Prosocial decisions in naturalistic helping scenarios are predicted by cost-benefit tradeoffs and individual disposition

Dec 1, 2025·
Qianying Wu
,
Miao Song
,
Jackie Ayoub
,
David Dunning
,
Danyang Tian
,
Ehsan Moradi-Pari
· 0 min read
Abstract
The origins of human prosociality, in particular between strangers, are multifaceted. While laboratory studies support a cost-benefit account of helping, real-life scenarios involve additional socio-emotional motives grounded in subjective intuitions. How the cost-benefit model generalizes to everyday helping behavior remains unclear. In this study, we comprehensively assessed how motivations jointly shape helping across 100 naturalistic helping scenarios: an online sample (N1 = 215) rated willingness to help after reading brief vignettes, and a subset (N2 = 140) rated the strengths of candidate motivations elicited by each scenario.
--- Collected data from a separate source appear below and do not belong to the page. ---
PR #1078, opened 2022-01-14
Support DispatcherQueueSynchronizationContext.Send.

jlaanstra:
In various places in .NET, the runtime calls SynchronizationContext.Send. For example in the SystemEvents class Send is used: https://github.com/dotnet/runtime/blob/6de7147b9266d7730b0d73ba67632b0c198cb11e/src/libraries/Microsoft.Win32.SystemEvents/src/Microsoft/Win32/SystemEvents.cs#L1326

This means that subscribing to events on the SystemEvents class from the UI thread in a WinUI3 app works, but the event is never fired, because Send throws an exception. There are likely other places where Send is used and where this causes problems for WinUI3 apps.

This PR adds support for Send in a similar to how Xamarin Android does this for the Android main thread: https://github.com/xamarin/xamarin-android/blob/main/src/Mono.Android/Android.App/SyncContext.cs and MAUI for GtkSynchronizationContext: https://github.com/dotnet/maui/blob/18e0f4ebbcca7c904ccdb67e6439cb72382e2a40/src/Compatibility/Core/src/GTK/GtkSynchronizationContext.cs

### DIFF
--- a/src/Projections/Reunion/Microsoft.UI.Dispatching.DispatcherQueueSynchronizationContext.cs
+++ b/src/Projections/Reunion/Microsoft.UI.Dispatching.DispatcherQueueSynchronizationContext.cs
@@ -1,4 +1,5 @@
 using System;
+using System.Runtime.ExceptionServices;
 using System.Threading;
 using Microsoft.System;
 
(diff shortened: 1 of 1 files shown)


hez2010:
@manodasanW Any chance to get this PR merged?

src/Projections/Reunion/Microsoft.UI.Dispatching.DispatcherQueueSynchronizationContext.cs
```diff
@@ -1,38 +1,68 @@
...
+                    catch (Exception ex)
+                    {
+                        edi = ExceptionDispatchInfo.Capture(ex);
+                    }
+                    finally
+                    {
+                        m.Set();
+                    }
+                });
+                m.WaitOne();
```
teo-tsirpanis, line 55: I'm not sure the `Send` method is allowed to block until the callback runs; it can lead to deadlocks.

Sergio0694:
Closing this, it's not a change we're considering for 2.x at this point.
We could potentially revisit this for 3.0 in the future if we can validate it wouldn't cause issues 🙂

Two key factors—benefit to both helper and helpee, and cost to the helper—were identified through a factor analysis of the motivation ratings. We then successfully predicted helping decisions as a linear weighted sum of the two motivational factors, along with a dispositional helping bias. While a higher helping bias was associated with greater trait agreeableness and dispositional empathy, whereas individuals who prioritized cost over benefit exhibited higher levels of punishment sensitivity. Finally, we characterized the helping scenarios in three associated spaces: a decision space (willingness to help levels), a motivation space (two key motivational factors), and a semantic space (14 semantic types). Combining computational modeling with naturalistic helping contexts, this approach provides an integrated account of prosocial motivation and clarifies how individual differences in personality map onto real-world helping behaviors.